PR #97, opened 2019-01-14
Modified JSON preferences structure

NikolasKomonen:
Another layer to preferences was added ('xml') which encapsulates the existing preferences object.

Related to: https://github.com/angelozerr/lsp4xml/issues/257

### DIFF
--- a/src/extension.ts
+++ b/src/extension.ts
@@ -52,7 +52,8 @@ export function activate(context: ExtensionContext) {
       // Register the server for xml and xsl
       documentSelector: ['xml', 'xsl'],
       revealOutputChannelOn: RevealOutputChannelOn.Never,
-      initializationOptions: { settings: getSettings() },
+      //wrap with key 'settings' so it can be handled same a DidChangeConfiguration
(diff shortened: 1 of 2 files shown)


src/extension.ts
```diff
@@ -111,14 +120,15 @@ export function activate(context: ExtensionContext) {
         }
       }
       const x = JSON.stringify(defaultValue);
-      settings = JSON.parse(x);
+      xml = JSON.parse(x);
     } else {
       const x = JSON.stringify(configXML);
-      settings = JSON.parse(x);
+      xml = JSON.parse(x);
```
fbricon: those 2 lines should move outside the if/else block

src/extension.ts
```diff
@@ -111,14 +120,15 @@ export function activate(context: ExtensionContext) {
         }
       }
       const x = JSON.stringify(defaultValue);
-      settings = JSON.parse(x);
+      xml = JSON.parse(x);
```
fbricon: you're missing the `xml = { "xml" : xml};` bit here. Anyways line should be removed because of previous comment

PR #179, opened 2025-01-07
Modify evals and tools to handle closed pipes gracefully.

athas:
Previously, if the stdin/stdout pipes were closed unexpectedly by the intermediary (usually because of an error somewhere), we'd get loud stack traces and nonzero exit codes. This has two problems:

* It obscures the first error (the one that causes the intermediary to close the pipes) because the followup error is just as verbose.

* It makes timeouts (#178) much more verbose, because they inherently depend on unexpectedly shutting down the tool and/or eval.

I think it is correct design for debuggability that the stderrs of tool/eval are not in any way impeded, but it comes with an obligation not to needlessly litter them. It is very unlikely that the change in this PR will suppress a true bug.

### DIFF
--- a/python/gradbench/evaluation.py
+++ b/python/gradbench/evaluation.py
@@ -84,7 +84,10 @@ class SingleModuleValidatedEvaluation:
         print(flush=True)
         if message["kind"] == "end":
             return
-        response = json.loads(sys.stdin.readline())
+        l = sys.stdin.readline()
+        if l == "":
+            raise EOFError
+        response = json.loads(l)
         if response["id"] != self.id:
             raise ValueError(f"expected message ID {self.id}, got {response['id']}")
         self.id += 1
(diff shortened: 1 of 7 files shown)


python/gradbench/evaluation.py
```diff
@@ -84,7 +84,10 @@ def send(self, message: Any) -> Any:
         print(flush=True)
         if message["kind"] == "end":
             return
-        response = json.loads(sys.stdin.readline())
+        l = sys.stdin.readline()
+        if l == "":
+            raise EOFError
```
samestep, line 89: Huh, I didn't realize `readline` would return an empty string in this situation. Can we add a unit test for this? I've been thinking for a while that we should start adding unit tests for things like this that don't happen during "normal" execution (so they're not currently being checked in CI).

samestep: Yeah we don't need to do it in this PR, but it'd be nice to do at some point; I opened  #180 to note this.

samestep (approved):

PR #181, opened 2025-01-09
ba: quiet EOFError and BrokenPipeError.

athas:


samestep (approved):
Thanks! For context, this is following up on #179 and https://github.com/gradbench/gradbench/pull/178#issuecomment-2580668240.

PR #183, opened 2025-01-15
Replace VLAs with std::vector.

athas:
VLAs are not standardised in C++.


samestep (approved):
Seems reasonable to me!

•••

Try it:
From the data above, copy each line exactly.

Written solution:
PR #97, opened 2019-01-14
Modified JSON preferences structure

NikolasKomonen:
Another layer to preferences was added ('xml') which encapsulates the existing preferences object.

Related to: https://github.com/angelozerr/lsp4xml/issues/257

### DIFF
--- a/src/extension.ts
+++ b/src/extension.ts
@@ -52,7 +52,8 @@ export function activate(context: ExtensionContext) {
       // Register the server for xml and xsl
       documentSelector: ['xml', 'xsl'],
       revealOutputChannelOn: RevealOutputChannelOn.Never,
-      initializationOptions: { settings: getSettings() },
+      //wrap with key 'settings' so it can be handled same a DidChangeConfiguration
(diff shortened: 1 of 2 files shown)


src/extension.ts
```diff
@@ -111,14 +120,15 @@ export function activate(context: ExtensionContext) {
         }
       }
       const x = JSON.stringify(defaultValue);
-      settings = JSON.parse(x);
+      xml = JSON.parse(x);
     } else {
       const x = JSON.stringify(configXML);
-      settings = JSON.parse(x);
+      xml = JSON.parse(x);
```
fbricon: those 2 lines should move outside the if/else block

src/extension.ts
```diff
@@ -111,14 +120,15 @@ export function activate(context: ExtensionContext) {
         }
       }
       const x = JSON.stringify(defaultValue);
-      settings = JSON.parse(x);
+      xml = JSON.parse(x);
```
fbricon: you're missing the `xml = { "xml" : xml};` bit here. Anyways line should be removed because of previous comment

PR #179, opened 2025-01-07
Modify evals and tools to handle closed pipes gracefully.

athas:
Previously, if the stdin/stdout pipes were closed unexpectedly by the intermediary (usually because of an error somewhere), we'd get loud stack traces and nonzero exit codes. This has two problems:

* It obscures the first error (the one that causes the intermediary to close the pipes) because the followup error is just as verbose.

* It makes timeouts (#178) much more verbose, because they inherently depend on unexpectedly shutting down the tool and/or eval.

I think it is correct design for debuggability that the stderrs of tool/eval are not in any way impeded, but it comes with an obligation not to needlessly litter them. It is very unlikely that the change in this PR will suppress a true bug.

### DIFF
--- a/python/gradbench/evaluation.py
+++ b/python/gradbench/evaluation.py
@@ -84,7 +84,10 @@ class SingleModuleValidatedEvaluation:
         print(flush=True)
         if message["kind"] == "end":
             return
-        response = json.loads(sys.stdin.readline())
+        l = sys.stdin.readline()
+        if l == "":
+            raise EOFError
+        response = json.loads(l)
         if response["id"] != self.id:
             raise ValueError(f"expected message ID {self.id}, got {response['id']}")
         self.id += 1
(diff shortened: 1 of 7 files shown)


python/gradbench/evaluation.py
```diff
@@ -84,7 +84,10 @@ def send(self, message: Any) -> Any:
         print(flush=True)
         if message["kind"] == "end":
             return
-        response = json.loads(sys.stdin.readline())
+        l = sys.stdin.readline()
+        if l == "":
+            raise EOFError
```
samestep, line 89: Huh, I didn't realize `readline` would return an empty string in this situation. Can we add a unit test for this? I've been thinking for a while that we should start adding unit tests for things like this that don't happen during "normal" execution (so they're not currently being checked in CI).

samestep: Yeah we don't need to do it in this PR, but it'd be nice to do at some point; I opened  #180 to note this.

samestep (approved):

PR #181, opened 2025-01-09
ba: quiet EOFError and BrokenPipeError.

athas:


samestep (approved):
Thanks! For context, this is following up on #179 and https://github.com/gradbench/gradbench/pull/178#issuecomment-2580668240.

PR #183, opened 2025-01-15
Replace VLAs with std::vector.

athas:
VLAs are not standardised in C++.


samestep (approved):
Seems reasonable to me!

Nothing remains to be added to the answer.